> [WHAT YOU SHOULD DO]: Below are the records; print them all without any alteration.

> [SUPPLIED INFORMATION]:

PR #2320, opened 2022-05-13
chore: Added description to Admin and End user guides

swatikarmarkar:
Signed-off-by: swkarmar <swkarmar@redhat.com>

## Pull request checklist

- Any procedure:
  - [ ] Successfully tested.
- Any page or link rename:


modules/administration-guide/examples/system-variables.adoc
```diff
@@ -658,7 +658,7 @@ Default::: `+<username>-che+`
 
 == `+CHE_INFRA_KUBERNETES_NAMESPACE_LABEL+`
 
-Defines whether che-server should try to label the workspace namespaces.
+Defines whether che-server should try to label the workspace namespaces. NOTE: It is strongly recommended to keep the value of this property set to true. If false, the new workspace namespaces will not be labeled automatically and therefore not recognized by the {prod-short} operator making some features of DevWorkspaces not working. If false, an administrator is required to label the namespaces manually using the labels specified in che.infra.kubernetes.namespace.labels. If you want to manage the namespaces yourself, make sure to follow \https://www.eclipse.org/che/docs/stable/administration-guide/provisioning-namespaces-in-advance/. Any additional labels present on the namespace are kept in place and do not affect the functionality. Also note that the the administrator is free to pre-create and label the namespaces manually even if this property is true. No updates to the namespaces are done if they already conform to the labeling requirements.
```
amisevsk, line 661: This section could use some rewording (e.g. two consecutive sentences start with `If false,`). Likely the absolute docs link should be replaced with a relative, in-repo link for downstreaming.

Also it's not clear to me the relation between `CHE_INFRA_KUBERNETES_NAMESPACE_LABEL` and  `che.infra.kubernetes.namespace.labels`:
> If false, an administrator is required to label the namespaces manually using the labels specified in che.infra.kubernetes.namespace.labels

```suggestion
Defines whether che-server should try to label the workspace namespaces. NOTE: It is strongly recommended to keep the value of this property set to true. If false, the new workspace namespaces will not be labeled automatically and therefore not recognized by the {prod-short} operator making some features of DevWorkspaces not work. If false, an administrator is required to label the namespaces manually using the labels specified in `che.infra.kubernetes.namespace.labels`. If you want to manage the namespaces yourself, make sure to follow [relative-link]. Any additional labels present on the namespace are kept in place and do not affect the functionality. Also note that the the administrator is free to pre-create and label the namespaces manually even if this property is true. No updates to the namespaces are done if they already conform to the labeling requirements.
```

modules/administration-guide/examples/system-variables.adoc
```diff
@@ -676,7 +676,7 @@ Default::: `+true+`
 
 == `+CHE_INFRA_KUBERNETES_NAMESPACE_LABELS+`
 
-List of labels to find {orch-namespace} that are used for {prod-short} Workspaces. They are used to:  - find prepared {orch-namespace} for users in combination with `che.infra.kubernetes.namespace.annotations`.  - actively label {orch-namespace} with any workspace.
+List of labels to find {orch-namespace} that are used for {prod-short} Workspaces. They are used to:  - find prepared {orch-namespace} for users in combination with `che.infra.kubernetes.namespace.annotations`.  - actively label {orch-namespace} with any workspace. NOTE: It is strongly recommended not to change the value of this property because the {prod-short} operator relies on these labels and their precise values when reconciling DevWorkspaces. If this configuration is changed, the namespaces will not be automatically recognized by the {prod-short} operator as workspace namespaces unless manually labeled as such using the default labels and values. Additional labels on the namespace do not affect the functionality.
```
amisevsk, line 679:
```suggestion
List of labels to find {orch-namespace} that are used for {prod-short} Workspaces. They are used to:  - find prepared {orch-namespace} for users in combination with `che.infra.kubernetes.namespace.annotations`.  - actively label {orch-namespace} with any workspace. NOTE: It is strongly recommended not to change the value of this property because the {prod-short} operator relies on these labels and their precise values when reconciling workspace resources. If this configuration is changed, the namespaces will not be automatically recognized by the {prod-short} operator as workspace namespaces unless manually labeled as such using the default labels and values. Additional labels on the namespace do not affect the functionality.
```

modules/administration-guide/examples/system-variables.adoc
themr0c: This file is single-sourced from che properties in the che repository. 
To fix this part of the documentation, raise a pull request there:

* https://github.com/eclipse-che/che-server/blob/main/assembly/assembly-wsmaster-war/src/main/webapp/WEB-INF/classes/che/che.properties
* https://github.com/eclipse-che/che-server/blob/main/assembly/assembly-wsmaster-war/src/main/webapp/WEB-INF/classes/che/multiuser.properties

It is out of the real scope of this pull-request and should not be committed here.

modules/administration-guide/examples/checluster-properties.adoc
```diff
@@ -11,7 +11,7 @@ airGapContainerRegistryOrganization: Optional repository name of an alternate co
...
 cheClusterRoles: A comma-separated list of ClusterRoles that will be assigned to Che ServiceAccount. Each role must have `app.kubernetes.io/part-of=che.eclipse.org` label. Be aware that the Che Operator has to already have all permissions in these ClusterRoles to grant them.
 cheDebug: Enables the debug mode for Che server. Defaults to `false`.
-cheFlavor: Deprecated. The value of this flag is ignored. Specifies a variation of the installation. The options are `che` for upstream Che installations, or `devspaces` for link\:https\://developers.redhat.com/products/codeready-workspaces/overview[Red Hat OpenShift Dev Spaces] installation. Override the default value only on necessary occasions.
+cheFlavor: Deprecated. The value of this flag is ignored. Specifies a variation of the installation. The options are  `che` for upstream Che installations or `devspaces` for Red Hat OpenShift Dev Spaces (formerly Red Hat CodeReady Workspaces) installation
```
themr0c, line 14: Don't commit this file as part of this pull request. The file is single-sourced from the code repository and the change belongs to a dedicated pull request.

> [RESULT FOR THIS TASK]:
PR #2320, opened 2022-05-13
chore: Added description to Admin and End user guides

swatikarmarkar:
Signed-off-by: swkarmar <swkarmar@redhat.com>

## Pull request checklist

- Any procedure:
  - [ ] Successfully tested.
- Any page or link rename:


modules/administration-guide/examples/system-variables.adoc
```diff
@@ -658,7 +658,7 @@ Default::: `+<username>-che+`
 
 == `+CHE_INFRA_KUBERNETES_NAMESPACE_LABEL+`
 
-Defines whether che-server should try to label the workspace namespaces.
+Defines whether che-server should try to label the workspace namespaces. NOTE: It is strongly recommended to keep the value of this property set to true. If false, the new workspace namespaces will not be labeled automatically and therefore not recognized by the {prod-short} operator making some features of DevWorkspaces not working. If false, an administrator is required to label the namespaces manually using the labels specified in che.infra.kubernetes.namespace.labels. If you want to manage the namespaces yourself, make sure to follow \https://www.eclipse.org/che/docs/stable/administration-guide/provisioning-namespaces-in-advance/. Any additional labels present on the namespace are kept in place and do not affect the functionality. Also note that the the administrator is free to pre-create and label the namespaces manually even if this property is true. No updates to the namespaces are done if they already conform to the labeling requirements.
```
amisevsk, line 661: This section could use some rewording (e.g. two consecutive sentences start with `If false,`). Likely the absolute docs link should be replaced with a relative, in-repo link for downstreaming.

Also it's not clear to me the relation between `CHE_INFRA_KUBERNETES_NAMESPACE_LABEL` and  `che.infra.kubernetes.namespace.labels`:
> If false, an administrator is required to label the namespaces manually using the labels specified in che.infra.kubernetes.namespace.labels

```suggestion
Defines whether che-server should try to label the workspace namespaces. NOTE: It is strongly recommended to keep the value of this property set to true. If false, the new workspace namespaces will not be labeled automatically and therefore not recognized by the {prod-short} operator making some features of DevWorkspaces not work. If false, an administrator is required to label the namespaces manually using the labels specified in `che.infra.kubernetes.namespace.labels`. If you want to manage the namespaces yourself, make sure to follow [relative-link]. Any additional labels present on the namespace are kept in place and do not affect the functionality. Also note that the the administrator is free to pre-create and label the namespaces manually even if this property is true. No updates to the namespaces are done if they already conform to the labeling requirements.
```

modules/administration-guide/examples/system-variables.adoc
```diff
@@ -676,7 +676,7 @@ Default::: `+true+`
 
 == `+CHE_INFRA_KUBERNETES_NAMESPACE_LABELS+`
 
-List of labels to find {orch-namespace} that are used for {prod-short} Workspaces. They are used to:  - find prepared {orch-namespace} for users in combination with `che.infra.kubernetes.namespace.annotations`.  - actively label {orch-namespace} with any workspace.
+List of labels to find {orch-namespace} that are used for {prod-short} Workspaces. They are used to:  - find prepared {orch-namespace} for users in combination with `che.infra.kubernetes.namespace.annotations`.  - actively label {orch-namespace} with any workspace. NOTE: It is strongly recommended not to change the value of this property because the {prod-short} operator relies on these labels and their precise values when reconciling DevWorkspaces. If this configuration is changed, the namespaces will not be automatically recognized by the {prod-short} operator as workspace namespaces unless manually labeled as such using the default labels and values. Additional labels on the namespace do not affect the functionality.
```
amisevsk, line 679:
```suggestion
List of labels to find {orch-namespace} that are used for {prod-short} Workspaces. They are used to:  - find prepared {orch-namespace} for users in combination with `che.infra.kubernetes.namespace.annotations`.  - actively label {orch-namespace} with any workspace. NOTE: It is strongly recommended not to change the value of this property because the {prod-short} operator relies on these labels and their precise values when reconciling workspace resources. If this configuration is changed, the namespaces will not be automatically recognized by the {prod-short} operator as workspace namespaces unless manually labeled as such using the default labels and values. Additional labels on the namespace do not affect the functionality.
```

modules/administration-guide/examples/system-variables.adoc
themr0c: This file is single-sourced from che properties in the che repository. 
To fix this part of the documentation, raise a pull request there:

* https://github.com/eclipse-che/che-server/blob/main/assembly/assembly-wsmaster-war/src/main/webapp/WEB-INF/classes/che/che.properties
* https://github.com/eclipse-che/che-server/blob/main/assembly/assembly-wsmaster-war/src/main/webapp/WEB-INF/classes/che/multiuser.properties

It is out of the real scope of this pull-request and should not be committed here.

modules/administration-guide/examples/checluster-properties.adoc
```diff
@@ -11,7 +11,7 @@ airGapContainerRegistryOrganization: Optional repository name of an alternate co
...
 cheClusterRoles: A comma-separated list of ClusterRoles that will be assigned to Che ServiceAccount. Each role must have `app.kubernetes.io/part-of=che.eclipse.org` label. Be aware that the Che Operator has to already have all permissions in these ClusterRoles to grant them.
 cheDebug: Enables the debug mode for Che server. Defaults to `false`.
-cheFlavor: Deprecated. The value of this flag is ignored. Specifies a variation of the installation. The options are `che` for upstream Che installations, or `devspaces` for link\:https\://developers.redhat.com/products/codeready-workspaces/overview[Red Hat OpenShift Dev Spaces] installation. Override the default value only on necessary occasions.
+cheFlavor: Deprecated. The value of this flag is ignored. Specifies a variation of the installation. The options are  `che` for upstream Che installations or `devspaces` for Red Hat OpenShift Dev Spaces (formerly Red Hat CodeReady Workspaces) installation
```
themr0c, line 14: Don't commit this file as part of this pull request. The file is single-sourced from the code repository and the change belongs to a dedicated pull request.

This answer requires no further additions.